Give the records again, word for word.

━━━━━━━━━━━━━━━━━━━━━━━━━━━━━━

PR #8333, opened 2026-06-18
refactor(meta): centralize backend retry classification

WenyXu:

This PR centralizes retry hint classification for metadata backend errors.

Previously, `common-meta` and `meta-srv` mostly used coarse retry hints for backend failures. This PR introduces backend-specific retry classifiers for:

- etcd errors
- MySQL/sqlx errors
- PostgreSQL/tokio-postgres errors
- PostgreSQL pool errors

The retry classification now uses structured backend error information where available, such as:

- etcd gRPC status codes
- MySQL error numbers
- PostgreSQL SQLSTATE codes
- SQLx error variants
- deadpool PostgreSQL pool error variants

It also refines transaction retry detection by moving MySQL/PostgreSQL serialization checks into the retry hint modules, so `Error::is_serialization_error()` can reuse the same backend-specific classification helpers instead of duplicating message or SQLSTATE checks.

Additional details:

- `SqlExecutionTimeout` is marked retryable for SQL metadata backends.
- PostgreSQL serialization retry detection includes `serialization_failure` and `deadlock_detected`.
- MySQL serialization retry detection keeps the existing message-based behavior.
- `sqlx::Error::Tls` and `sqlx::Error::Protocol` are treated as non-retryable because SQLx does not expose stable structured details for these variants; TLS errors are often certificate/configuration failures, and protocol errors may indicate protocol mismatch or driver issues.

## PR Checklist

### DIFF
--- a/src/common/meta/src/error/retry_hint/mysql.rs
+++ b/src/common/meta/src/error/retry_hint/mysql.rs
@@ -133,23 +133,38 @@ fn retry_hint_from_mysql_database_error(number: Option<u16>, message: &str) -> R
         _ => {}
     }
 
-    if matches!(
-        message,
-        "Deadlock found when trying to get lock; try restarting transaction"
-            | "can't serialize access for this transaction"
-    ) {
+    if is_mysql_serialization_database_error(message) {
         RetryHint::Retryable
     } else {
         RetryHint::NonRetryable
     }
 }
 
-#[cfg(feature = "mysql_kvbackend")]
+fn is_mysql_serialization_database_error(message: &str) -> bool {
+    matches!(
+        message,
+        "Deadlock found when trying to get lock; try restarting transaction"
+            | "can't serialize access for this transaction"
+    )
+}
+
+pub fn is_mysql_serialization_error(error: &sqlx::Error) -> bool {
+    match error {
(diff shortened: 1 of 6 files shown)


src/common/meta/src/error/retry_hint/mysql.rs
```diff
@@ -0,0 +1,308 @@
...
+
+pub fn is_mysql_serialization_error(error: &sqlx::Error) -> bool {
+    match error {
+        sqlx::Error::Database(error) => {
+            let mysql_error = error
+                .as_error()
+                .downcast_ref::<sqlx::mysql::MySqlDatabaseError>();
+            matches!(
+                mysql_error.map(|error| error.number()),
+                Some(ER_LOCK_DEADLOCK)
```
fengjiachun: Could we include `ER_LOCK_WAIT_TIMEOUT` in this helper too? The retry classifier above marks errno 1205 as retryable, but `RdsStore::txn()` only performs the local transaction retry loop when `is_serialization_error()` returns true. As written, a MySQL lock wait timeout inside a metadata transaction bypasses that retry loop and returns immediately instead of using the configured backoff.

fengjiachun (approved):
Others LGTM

━━━━━━━━━━━━━━━━━━━━━━━━━━━━━━

**THE ANSWER**
PR #8333, opened 2026-06-18
refactor(meta): centralize backend retry classification

WenyXu:

This PR centralizes retry hint classification for metadata backend errors.

Previously, `common-meta` and `meta-srv` mostly used coarse retry hints for backend failures. This PR introduces backend-specific retry classifiers for:

- etcd errors
- MySQL/sqlx errors
- PostgreSQL/tokio-postgres errors
- PostgreSQL pool errors

The retry classification now uses structured backend error information where available, such as:

- etcd gRPC status codes
- MySQL error numbers
- PostgreSQL SQLSTATE codes
- SQLx error variants
- deadpool PostgreSQL pool error variants

It also refines transaction retry detection by moving MySQL/PostgreSQL serialization checks into the retry hint modules, so `Error::is_serialization_error()` can reuse the same backend-specific classification helpers instead of duplicating message or SQLSTATE checks.

Additional details:

- `SqlExecutionTimeout` is marked retryable for SQL metadata backends.
- PostgreSQL serialization retry detection includes `serialization_failure` and `deadlock_detected`.
- MySQL serialization retry detection keeps the existing message-based behavior.
- `sqlx::Error::Tls` and `sqlx::Error::Protocol` are treated as non-retryable because SQLx does not expose stable structured details for these variants; TLS errors are often certificate/configuration failures, and protocol errors may indicate protocol mismatch or driver issues.

## PR Checklist

### DIFF
--- a/src/common/meta/src/error/retry_hint/mysql.rs
+++ b/src/common/meta/src/error/retry_hint/mysql.rs
@@ -133,23 +133,38 @@ fn retry_hint_from_mysql_database_error(number: Option<u16>, message: &str) -> R
         _ => {}
     }
 
-    if matches!(
-        message,
-        "Deadlock found when trying to get lock; try restarting transaction"
-            | "can't serialize access for this transaction"
-    ) {
+    if is_mysql_serialization_database_error(message) {
         RetryHint::Retryable
     } else {
         RetryHint::NonRetryable
     }
 }
 
-#[cfg(feature = "mysql_kvbackend")]
+fn is_mysql_serialization_database_error(message: &str) -> bool {
+    matches!(
+        message,
+        "Deadlock found when trying to get lock; try restarting transaction"
+            | "can't serialize access for this transaction"
+    )
+}
+
+pub fn is_mysql_serialization_error(error: &sqlx::Error) -> bool {
+    match error {
(diff shortened: 1 of 6 files shown)


src/common/meta/src/error/retry_hint/mysql.rs
```diff
@@ -0,0 +1,308 @@
...
+
+pub fn is_mysql_serialization_error(error: &sqlx::Error) -> bool {
+    match error {
+        sqlx::Error::Database(error) => {
+            let mysql_error = error
+                .as_error()
+                .downcast_ref::<sqlx::mysql::MySqlDatabaseError>();
+            matches!(
+                mysql_error.map(|error| error.number()),
+                Some(ER_LOCK_DEADLOCK)
```
fengjiachun: Could we include `ER_LOCK_WAIT_TIMEOUT` in this helper too? The retry classifier above marks errno 1205 as retryable, but `RdsStore::txn()` only performs the local transaction retry loop when `is_serialization_error()` returns true. As written, a MySQL lock wait timeout inside a metadata transaction bypasses that retry loop and returns immediately instead of using the configured backoff.

fengjiachun (approved):
Others LGTM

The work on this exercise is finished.